Data for processing
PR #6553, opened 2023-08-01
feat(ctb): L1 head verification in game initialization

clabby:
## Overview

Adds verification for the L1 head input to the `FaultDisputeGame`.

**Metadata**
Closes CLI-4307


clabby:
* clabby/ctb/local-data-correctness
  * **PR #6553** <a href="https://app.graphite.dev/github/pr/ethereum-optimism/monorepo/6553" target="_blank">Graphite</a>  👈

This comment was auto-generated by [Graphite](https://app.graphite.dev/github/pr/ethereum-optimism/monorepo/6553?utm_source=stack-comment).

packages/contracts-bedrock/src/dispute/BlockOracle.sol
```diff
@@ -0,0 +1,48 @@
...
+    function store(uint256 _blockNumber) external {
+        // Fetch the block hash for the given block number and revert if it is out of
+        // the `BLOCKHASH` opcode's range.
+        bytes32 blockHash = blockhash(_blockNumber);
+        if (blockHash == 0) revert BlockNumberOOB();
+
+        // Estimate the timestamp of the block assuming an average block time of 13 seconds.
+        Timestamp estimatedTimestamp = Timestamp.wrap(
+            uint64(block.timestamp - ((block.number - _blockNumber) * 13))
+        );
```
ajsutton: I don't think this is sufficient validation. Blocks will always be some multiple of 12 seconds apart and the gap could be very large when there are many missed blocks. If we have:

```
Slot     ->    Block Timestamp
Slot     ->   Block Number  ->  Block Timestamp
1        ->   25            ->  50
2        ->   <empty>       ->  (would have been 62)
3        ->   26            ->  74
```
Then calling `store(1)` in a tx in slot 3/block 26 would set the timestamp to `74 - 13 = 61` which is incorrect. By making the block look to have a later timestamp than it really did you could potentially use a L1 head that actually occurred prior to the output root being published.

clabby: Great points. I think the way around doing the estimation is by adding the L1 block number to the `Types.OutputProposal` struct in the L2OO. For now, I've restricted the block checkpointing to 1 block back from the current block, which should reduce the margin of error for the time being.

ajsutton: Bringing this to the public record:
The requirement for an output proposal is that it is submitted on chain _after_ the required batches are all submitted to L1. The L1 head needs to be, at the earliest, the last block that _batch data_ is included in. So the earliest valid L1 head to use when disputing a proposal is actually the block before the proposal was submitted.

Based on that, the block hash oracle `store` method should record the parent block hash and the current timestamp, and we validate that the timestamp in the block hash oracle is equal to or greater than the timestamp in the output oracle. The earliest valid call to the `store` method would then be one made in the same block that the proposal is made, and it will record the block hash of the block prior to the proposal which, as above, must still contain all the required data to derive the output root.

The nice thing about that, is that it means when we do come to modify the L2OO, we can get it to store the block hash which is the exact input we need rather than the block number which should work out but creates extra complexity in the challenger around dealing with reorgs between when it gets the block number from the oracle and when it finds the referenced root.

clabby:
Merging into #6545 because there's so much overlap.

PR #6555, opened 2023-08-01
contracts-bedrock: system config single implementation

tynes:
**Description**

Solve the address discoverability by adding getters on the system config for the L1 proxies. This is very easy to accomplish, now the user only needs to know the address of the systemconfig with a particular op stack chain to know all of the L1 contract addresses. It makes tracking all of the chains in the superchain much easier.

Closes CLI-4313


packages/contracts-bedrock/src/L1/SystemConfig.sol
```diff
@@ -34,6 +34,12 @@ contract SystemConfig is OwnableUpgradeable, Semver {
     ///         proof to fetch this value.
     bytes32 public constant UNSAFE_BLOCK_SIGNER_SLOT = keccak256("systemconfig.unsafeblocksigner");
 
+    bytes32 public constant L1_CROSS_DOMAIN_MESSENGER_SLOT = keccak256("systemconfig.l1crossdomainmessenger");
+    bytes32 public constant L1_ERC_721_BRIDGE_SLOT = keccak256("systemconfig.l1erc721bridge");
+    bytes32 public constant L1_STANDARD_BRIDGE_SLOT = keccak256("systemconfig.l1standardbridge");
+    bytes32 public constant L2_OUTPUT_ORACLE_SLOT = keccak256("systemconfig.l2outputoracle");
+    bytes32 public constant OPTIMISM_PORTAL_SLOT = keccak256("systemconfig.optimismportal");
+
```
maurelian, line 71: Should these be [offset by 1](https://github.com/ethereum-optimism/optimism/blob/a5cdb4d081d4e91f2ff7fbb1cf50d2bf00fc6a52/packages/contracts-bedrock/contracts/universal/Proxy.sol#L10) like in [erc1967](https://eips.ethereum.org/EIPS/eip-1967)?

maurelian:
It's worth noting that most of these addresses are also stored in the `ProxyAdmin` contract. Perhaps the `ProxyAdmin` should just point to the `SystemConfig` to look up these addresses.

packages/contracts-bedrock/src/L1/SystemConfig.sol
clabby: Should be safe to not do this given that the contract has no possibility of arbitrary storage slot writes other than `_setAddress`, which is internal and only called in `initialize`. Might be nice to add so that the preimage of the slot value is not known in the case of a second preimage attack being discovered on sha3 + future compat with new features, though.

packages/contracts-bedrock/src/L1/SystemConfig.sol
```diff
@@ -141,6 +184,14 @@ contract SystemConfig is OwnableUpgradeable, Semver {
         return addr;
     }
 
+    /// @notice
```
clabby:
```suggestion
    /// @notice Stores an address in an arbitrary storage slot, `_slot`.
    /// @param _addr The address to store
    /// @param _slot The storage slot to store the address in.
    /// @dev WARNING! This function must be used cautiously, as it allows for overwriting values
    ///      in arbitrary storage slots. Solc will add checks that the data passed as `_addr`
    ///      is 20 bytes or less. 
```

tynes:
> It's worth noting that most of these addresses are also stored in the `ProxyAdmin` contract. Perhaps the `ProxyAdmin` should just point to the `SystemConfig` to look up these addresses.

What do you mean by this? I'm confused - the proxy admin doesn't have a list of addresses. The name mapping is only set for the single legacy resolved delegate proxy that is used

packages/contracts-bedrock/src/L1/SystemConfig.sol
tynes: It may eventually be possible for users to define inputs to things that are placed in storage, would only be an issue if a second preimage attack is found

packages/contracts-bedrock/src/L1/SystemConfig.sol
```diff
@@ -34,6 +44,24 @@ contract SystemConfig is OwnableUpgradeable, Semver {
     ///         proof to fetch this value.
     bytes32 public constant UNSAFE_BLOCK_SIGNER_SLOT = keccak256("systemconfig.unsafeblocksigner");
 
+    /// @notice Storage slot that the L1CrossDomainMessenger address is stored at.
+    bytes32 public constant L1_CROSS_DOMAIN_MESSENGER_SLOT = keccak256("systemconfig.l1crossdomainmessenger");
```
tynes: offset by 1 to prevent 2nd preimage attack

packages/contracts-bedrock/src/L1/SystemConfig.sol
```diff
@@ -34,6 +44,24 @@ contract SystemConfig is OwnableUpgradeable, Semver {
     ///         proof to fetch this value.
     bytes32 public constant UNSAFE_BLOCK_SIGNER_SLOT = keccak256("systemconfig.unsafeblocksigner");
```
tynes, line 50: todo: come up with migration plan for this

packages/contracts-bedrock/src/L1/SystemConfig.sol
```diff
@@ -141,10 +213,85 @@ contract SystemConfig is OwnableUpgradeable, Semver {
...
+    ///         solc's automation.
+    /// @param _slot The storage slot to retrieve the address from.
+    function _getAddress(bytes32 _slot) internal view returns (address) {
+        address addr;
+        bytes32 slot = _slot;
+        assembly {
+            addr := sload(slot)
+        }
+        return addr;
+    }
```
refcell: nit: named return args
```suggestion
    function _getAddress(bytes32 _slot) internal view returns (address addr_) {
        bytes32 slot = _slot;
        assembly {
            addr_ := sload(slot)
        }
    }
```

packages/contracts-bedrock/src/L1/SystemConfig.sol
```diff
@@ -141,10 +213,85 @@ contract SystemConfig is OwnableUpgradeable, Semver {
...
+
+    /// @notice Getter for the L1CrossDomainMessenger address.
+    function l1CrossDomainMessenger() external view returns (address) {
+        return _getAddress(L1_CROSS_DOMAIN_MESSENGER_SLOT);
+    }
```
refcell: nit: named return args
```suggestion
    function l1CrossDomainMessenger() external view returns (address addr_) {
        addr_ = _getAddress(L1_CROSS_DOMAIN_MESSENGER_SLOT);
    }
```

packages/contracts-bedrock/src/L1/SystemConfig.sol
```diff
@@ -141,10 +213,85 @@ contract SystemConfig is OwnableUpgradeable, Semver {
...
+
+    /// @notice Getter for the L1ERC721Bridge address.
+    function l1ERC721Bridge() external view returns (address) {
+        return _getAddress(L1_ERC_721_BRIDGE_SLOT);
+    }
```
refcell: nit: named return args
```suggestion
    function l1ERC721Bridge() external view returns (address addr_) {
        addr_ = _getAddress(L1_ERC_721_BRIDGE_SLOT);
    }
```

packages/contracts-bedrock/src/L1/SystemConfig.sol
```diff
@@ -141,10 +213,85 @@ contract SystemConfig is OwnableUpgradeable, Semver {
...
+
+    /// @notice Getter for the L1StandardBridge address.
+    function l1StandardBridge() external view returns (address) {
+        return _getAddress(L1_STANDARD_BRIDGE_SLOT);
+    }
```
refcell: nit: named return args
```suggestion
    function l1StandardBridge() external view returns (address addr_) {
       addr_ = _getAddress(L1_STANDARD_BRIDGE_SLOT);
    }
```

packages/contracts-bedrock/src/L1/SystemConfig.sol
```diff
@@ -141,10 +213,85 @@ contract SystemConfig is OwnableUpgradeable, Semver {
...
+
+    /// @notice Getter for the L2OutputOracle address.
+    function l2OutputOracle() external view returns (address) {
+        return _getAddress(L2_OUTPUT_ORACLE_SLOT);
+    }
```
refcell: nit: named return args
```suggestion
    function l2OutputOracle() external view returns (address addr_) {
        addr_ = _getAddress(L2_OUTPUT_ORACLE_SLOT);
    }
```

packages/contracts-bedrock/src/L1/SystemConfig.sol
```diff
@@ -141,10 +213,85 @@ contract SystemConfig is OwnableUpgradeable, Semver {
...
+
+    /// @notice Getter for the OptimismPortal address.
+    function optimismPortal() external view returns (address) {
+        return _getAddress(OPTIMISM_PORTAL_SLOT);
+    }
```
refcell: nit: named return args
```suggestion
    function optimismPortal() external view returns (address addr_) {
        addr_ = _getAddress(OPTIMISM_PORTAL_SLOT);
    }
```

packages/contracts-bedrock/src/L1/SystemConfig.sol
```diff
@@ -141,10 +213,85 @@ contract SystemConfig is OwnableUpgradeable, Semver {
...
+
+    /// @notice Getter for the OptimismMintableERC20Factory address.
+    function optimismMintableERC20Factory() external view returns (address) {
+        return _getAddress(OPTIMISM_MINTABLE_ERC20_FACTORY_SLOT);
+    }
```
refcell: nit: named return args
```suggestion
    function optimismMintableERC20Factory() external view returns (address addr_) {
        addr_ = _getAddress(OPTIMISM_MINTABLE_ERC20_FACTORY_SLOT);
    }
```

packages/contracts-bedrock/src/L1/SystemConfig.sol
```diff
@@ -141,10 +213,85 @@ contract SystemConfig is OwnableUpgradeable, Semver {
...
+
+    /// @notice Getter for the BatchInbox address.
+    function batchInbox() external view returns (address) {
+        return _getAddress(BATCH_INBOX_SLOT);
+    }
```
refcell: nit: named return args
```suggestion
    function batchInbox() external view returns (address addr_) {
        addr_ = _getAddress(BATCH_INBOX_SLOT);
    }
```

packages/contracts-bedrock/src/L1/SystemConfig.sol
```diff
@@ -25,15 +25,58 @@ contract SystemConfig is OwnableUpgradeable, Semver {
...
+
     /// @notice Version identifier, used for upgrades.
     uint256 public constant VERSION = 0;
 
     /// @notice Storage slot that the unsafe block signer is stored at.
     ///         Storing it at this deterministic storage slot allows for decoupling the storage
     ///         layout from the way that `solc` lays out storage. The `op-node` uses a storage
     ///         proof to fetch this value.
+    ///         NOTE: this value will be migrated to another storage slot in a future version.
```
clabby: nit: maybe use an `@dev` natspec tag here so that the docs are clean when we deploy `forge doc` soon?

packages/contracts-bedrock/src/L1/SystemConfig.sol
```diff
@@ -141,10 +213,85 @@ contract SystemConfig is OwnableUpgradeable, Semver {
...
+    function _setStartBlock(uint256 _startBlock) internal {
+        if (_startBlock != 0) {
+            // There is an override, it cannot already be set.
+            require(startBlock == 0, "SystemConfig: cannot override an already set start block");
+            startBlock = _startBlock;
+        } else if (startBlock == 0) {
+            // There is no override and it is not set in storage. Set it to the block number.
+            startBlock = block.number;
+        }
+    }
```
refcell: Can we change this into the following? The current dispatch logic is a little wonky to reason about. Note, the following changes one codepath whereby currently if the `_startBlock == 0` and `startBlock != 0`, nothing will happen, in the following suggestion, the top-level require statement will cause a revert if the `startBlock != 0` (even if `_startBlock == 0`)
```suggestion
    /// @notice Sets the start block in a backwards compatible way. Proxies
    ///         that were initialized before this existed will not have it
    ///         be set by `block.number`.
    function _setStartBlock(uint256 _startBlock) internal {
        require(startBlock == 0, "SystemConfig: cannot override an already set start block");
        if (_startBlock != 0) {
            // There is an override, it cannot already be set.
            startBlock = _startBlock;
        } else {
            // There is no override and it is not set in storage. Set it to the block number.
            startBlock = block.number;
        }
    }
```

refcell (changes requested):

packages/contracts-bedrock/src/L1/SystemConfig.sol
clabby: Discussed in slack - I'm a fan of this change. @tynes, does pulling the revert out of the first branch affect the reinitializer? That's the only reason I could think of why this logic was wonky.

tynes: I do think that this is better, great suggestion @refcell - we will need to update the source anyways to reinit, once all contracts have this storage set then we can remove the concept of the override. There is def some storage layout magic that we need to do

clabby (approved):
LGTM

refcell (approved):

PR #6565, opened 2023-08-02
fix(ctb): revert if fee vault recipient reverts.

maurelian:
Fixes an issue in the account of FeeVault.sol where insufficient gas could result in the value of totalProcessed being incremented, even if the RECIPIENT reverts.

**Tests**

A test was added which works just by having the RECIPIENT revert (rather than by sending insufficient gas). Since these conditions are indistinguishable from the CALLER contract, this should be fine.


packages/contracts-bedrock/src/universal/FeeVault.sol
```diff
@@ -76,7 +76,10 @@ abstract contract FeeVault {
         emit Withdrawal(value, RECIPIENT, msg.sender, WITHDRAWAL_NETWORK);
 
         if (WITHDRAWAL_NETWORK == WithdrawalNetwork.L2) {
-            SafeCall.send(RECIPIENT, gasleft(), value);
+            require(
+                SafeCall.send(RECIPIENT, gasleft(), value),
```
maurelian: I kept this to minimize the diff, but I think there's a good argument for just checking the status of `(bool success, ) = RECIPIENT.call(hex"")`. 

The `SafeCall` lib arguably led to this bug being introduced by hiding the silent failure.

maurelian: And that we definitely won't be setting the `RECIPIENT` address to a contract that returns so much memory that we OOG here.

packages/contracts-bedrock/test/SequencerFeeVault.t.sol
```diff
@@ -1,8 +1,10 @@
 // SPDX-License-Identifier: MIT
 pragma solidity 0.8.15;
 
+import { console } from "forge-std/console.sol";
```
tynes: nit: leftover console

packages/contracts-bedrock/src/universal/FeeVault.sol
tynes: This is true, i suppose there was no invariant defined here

Task brief
If a line of the material contains the word "much", count it; please reply with the total and nothing more.

Result of this exercise
3